**EXERCISE INSTRUCTIONS:** Which of the lines below mention the word "command"? Pull each one out.

**INFORMATION PROVIDED:**
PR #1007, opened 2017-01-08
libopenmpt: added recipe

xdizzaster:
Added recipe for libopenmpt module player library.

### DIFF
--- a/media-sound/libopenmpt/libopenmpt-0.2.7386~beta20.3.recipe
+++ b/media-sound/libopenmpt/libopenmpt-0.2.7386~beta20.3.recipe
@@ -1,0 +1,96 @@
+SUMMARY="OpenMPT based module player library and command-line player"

* * *

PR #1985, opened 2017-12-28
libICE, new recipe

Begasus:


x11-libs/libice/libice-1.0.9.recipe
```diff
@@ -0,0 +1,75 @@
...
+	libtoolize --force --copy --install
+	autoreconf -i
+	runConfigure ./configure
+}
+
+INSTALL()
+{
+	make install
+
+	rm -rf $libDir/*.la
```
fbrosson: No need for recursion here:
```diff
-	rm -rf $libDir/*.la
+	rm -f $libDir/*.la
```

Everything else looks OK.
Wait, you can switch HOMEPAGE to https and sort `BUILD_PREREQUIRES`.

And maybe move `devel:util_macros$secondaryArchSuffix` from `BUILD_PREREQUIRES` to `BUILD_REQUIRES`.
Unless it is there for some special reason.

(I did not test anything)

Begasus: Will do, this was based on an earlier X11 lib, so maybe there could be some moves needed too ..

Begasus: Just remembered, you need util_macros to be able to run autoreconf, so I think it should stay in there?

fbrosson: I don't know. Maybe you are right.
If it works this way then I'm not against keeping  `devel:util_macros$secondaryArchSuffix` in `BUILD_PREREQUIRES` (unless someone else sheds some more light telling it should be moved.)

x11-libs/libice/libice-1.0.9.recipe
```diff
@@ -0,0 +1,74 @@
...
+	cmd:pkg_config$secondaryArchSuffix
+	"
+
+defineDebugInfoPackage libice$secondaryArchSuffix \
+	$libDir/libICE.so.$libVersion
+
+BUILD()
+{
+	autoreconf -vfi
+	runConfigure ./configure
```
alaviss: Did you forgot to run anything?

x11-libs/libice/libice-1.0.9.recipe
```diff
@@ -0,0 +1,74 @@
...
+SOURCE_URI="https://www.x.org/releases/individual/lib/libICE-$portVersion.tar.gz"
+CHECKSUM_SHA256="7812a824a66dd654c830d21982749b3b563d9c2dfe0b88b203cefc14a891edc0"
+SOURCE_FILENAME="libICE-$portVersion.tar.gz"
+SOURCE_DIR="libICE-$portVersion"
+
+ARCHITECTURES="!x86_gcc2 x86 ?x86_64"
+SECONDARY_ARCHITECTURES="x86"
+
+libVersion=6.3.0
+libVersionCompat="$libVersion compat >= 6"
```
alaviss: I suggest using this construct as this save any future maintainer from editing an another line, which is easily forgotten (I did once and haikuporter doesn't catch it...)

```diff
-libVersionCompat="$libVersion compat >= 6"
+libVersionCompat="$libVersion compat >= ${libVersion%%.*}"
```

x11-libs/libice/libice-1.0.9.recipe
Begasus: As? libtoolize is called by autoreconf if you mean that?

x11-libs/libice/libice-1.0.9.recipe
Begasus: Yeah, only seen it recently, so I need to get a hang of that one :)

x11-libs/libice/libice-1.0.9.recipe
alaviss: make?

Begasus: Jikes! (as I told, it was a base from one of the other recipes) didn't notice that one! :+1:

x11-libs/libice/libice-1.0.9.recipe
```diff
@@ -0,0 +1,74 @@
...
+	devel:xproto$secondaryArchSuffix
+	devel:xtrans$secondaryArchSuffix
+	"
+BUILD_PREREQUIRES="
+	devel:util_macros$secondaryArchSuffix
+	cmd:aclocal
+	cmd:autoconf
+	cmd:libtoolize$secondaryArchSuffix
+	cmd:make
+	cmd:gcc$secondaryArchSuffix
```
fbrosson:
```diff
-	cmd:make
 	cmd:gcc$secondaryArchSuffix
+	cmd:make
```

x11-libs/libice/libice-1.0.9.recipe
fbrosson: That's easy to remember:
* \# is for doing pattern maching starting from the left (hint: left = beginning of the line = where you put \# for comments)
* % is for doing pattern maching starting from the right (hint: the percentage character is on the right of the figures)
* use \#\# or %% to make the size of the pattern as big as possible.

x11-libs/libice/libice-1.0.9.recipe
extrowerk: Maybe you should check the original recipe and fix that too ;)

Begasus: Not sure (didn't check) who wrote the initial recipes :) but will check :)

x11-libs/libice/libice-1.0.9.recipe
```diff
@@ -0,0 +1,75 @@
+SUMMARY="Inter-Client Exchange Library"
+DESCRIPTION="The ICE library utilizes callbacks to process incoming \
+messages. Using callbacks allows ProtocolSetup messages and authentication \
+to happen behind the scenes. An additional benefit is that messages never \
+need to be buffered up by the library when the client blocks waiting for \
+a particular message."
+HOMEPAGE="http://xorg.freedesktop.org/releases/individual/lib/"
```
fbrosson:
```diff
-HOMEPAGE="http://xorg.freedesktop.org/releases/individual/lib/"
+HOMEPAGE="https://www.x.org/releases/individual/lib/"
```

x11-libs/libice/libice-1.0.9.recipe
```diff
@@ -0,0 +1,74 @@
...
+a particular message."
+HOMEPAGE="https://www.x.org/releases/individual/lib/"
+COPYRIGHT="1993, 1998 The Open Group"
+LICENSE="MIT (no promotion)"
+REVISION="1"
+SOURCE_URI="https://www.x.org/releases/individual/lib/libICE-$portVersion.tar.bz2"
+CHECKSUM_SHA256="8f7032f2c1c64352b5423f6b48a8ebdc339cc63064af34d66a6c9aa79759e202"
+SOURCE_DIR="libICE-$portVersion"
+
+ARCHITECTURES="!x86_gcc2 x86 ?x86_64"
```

==

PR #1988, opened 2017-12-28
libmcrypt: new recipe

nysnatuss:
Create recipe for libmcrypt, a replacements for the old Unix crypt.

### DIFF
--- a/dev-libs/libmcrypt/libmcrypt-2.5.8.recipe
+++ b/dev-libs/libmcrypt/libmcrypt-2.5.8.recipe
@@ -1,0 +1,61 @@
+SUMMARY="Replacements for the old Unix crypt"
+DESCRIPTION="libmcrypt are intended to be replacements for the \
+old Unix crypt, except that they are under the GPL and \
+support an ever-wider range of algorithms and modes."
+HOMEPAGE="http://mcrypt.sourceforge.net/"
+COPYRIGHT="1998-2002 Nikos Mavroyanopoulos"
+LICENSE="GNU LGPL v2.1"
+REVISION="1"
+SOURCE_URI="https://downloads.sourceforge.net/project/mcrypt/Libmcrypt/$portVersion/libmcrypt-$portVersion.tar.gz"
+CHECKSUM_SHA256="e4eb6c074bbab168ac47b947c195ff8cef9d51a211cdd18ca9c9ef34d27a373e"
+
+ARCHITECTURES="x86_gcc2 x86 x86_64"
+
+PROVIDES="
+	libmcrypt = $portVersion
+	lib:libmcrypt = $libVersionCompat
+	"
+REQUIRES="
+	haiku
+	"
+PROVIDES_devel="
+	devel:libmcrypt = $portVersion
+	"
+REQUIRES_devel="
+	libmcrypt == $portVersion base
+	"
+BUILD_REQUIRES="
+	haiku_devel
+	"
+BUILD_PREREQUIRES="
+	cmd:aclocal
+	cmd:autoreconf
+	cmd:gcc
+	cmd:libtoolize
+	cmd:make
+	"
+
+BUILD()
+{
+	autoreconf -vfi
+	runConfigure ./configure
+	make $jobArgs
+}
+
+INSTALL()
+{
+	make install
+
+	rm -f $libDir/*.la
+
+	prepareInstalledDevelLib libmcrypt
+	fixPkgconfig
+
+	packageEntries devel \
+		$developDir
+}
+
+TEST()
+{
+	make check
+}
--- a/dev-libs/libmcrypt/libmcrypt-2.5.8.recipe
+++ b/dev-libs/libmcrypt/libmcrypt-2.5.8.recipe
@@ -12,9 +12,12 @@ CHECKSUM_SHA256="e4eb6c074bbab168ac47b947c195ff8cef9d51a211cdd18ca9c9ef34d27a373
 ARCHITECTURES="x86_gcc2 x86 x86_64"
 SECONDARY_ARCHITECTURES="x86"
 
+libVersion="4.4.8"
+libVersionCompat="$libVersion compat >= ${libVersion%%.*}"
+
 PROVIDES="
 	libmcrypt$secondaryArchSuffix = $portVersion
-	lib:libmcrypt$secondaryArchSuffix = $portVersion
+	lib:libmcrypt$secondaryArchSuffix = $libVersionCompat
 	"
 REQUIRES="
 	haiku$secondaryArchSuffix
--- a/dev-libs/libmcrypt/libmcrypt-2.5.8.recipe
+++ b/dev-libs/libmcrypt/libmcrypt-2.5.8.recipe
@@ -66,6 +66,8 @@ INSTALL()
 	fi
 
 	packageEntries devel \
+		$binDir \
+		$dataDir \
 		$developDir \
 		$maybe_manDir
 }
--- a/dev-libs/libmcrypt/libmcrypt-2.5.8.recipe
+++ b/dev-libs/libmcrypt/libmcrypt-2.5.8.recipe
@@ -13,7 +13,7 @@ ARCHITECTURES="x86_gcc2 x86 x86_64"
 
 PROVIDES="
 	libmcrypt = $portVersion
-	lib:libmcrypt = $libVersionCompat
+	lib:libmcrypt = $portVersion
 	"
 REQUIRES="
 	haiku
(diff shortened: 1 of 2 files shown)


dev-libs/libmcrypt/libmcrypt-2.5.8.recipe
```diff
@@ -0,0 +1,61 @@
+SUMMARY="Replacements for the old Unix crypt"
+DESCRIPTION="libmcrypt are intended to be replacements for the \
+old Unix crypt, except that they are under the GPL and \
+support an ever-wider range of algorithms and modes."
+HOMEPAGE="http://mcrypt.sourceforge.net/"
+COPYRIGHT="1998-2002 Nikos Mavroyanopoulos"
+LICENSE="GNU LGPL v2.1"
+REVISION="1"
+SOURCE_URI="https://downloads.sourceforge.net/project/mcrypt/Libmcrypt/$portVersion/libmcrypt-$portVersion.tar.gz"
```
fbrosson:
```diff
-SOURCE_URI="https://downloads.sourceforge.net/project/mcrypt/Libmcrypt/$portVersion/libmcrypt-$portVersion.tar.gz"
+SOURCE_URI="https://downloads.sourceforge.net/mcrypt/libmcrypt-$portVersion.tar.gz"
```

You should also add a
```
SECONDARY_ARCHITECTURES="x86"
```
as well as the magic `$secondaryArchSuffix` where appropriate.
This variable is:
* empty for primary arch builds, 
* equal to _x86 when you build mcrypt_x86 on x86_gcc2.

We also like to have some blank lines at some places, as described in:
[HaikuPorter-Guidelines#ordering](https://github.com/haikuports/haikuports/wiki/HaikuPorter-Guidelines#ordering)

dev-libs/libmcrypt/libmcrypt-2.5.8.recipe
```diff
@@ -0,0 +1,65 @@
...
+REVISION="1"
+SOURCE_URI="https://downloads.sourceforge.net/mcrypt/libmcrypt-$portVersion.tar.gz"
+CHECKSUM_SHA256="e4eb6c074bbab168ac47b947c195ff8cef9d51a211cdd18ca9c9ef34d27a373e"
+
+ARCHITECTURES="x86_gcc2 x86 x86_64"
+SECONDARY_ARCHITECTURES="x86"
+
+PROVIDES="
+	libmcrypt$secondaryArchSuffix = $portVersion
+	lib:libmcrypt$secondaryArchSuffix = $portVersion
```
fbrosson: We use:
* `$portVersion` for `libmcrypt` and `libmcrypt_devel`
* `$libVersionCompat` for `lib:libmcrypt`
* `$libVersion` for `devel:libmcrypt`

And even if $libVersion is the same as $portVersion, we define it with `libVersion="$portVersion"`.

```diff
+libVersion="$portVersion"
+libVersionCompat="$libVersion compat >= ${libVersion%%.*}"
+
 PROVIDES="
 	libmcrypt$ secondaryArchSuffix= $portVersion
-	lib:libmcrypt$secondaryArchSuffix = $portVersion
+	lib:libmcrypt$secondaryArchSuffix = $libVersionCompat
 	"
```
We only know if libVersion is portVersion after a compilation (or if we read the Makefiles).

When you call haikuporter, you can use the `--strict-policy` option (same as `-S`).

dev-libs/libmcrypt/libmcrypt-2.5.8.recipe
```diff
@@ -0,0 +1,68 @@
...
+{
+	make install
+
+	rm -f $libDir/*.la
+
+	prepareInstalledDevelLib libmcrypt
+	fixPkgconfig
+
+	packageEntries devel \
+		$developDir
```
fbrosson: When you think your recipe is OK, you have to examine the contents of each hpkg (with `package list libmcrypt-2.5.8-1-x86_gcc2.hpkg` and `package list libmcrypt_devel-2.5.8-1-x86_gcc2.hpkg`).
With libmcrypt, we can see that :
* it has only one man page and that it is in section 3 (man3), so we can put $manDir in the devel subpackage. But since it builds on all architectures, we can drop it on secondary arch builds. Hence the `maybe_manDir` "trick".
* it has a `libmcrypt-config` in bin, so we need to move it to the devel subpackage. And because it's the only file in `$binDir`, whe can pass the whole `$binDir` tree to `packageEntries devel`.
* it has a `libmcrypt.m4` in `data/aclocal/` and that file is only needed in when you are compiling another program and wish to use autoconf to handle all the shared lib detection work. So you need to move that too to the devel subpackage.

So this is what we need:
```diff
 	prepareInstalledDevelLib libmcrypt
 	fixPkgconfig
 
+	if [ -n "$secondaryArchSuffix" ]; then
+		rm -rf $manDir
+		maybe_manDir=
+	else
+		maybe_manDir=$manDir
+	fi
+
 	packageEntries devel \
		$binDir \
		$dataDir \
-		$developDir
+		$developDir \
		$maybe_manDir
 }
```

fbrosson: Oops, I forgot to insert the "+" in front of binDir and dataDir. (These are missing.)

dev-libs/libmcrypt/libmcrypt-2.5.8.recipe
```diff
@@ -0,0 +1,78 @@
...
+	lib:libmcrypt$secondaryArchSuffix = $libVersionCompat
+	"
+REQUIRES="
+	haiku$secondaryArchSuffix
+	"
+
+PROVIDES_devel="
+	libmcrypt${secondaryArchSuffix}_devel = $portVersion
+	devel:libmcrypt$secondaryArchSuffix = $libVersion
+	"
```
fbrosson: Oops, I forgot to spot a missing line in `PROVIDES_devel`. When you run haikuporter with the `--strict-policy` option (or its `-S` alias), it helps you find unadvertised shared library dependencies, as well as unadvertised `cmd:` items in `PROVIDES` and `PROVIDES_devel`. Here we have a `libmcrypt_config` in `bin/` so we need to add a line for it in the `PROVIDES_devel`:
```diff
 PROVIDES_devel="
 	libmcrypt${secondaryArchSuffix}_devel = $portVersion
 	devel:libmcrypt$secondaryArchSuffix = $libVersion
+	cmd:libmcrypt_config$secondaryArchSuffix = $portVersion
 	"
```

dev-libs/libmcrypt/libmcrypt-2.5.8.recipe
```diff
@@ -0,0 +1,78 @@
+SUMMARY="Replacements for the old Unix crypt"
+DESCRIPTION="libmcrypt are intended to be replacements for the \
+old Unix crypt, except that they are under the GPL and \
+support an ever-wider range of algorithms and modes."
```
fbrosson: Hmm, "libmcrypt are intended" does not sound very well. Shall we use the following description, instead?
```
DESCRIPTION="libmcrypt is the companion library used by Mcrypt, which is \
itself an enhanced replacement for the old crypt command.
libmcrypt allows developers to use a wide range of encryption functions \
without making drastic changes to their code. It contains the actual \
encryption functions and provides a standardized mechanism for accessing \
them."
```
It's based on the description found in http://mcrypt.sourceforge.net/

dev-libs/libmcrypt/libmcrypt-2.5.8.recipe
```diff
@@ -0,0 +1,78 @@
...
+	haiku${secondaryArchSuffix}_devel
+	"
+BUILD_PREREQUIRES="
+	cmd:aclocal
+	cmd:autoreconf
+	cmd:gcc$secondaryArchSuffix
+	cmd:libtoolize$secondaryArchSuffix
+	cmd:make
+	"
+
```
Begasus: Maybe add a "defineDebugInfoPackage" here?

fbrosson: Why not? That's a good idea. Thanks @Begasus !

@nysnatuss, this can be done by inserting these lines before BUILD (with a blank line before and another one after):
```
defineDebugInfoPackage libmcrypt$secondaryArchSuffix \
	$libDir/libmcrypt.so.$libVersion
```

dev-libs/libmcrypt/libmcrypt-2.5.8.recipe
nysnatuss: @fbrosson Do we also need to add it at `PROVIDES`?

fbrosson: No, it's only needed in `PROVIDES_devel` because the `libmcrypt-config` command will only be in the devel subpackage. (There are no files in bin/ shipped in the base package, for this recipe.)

**SOLVED EXERCISE:**
+SUMMARY="OpenMPT based module player library and command-line player"
itself an enhanced replacement for the old crypt command.
fbrosson: No, it's only needed in `PROVIDES_devel` because the `libmcrypt-config` command will only be in the devel subpackage. (There are no files in bin/ shipped in the base package, for this recipe.)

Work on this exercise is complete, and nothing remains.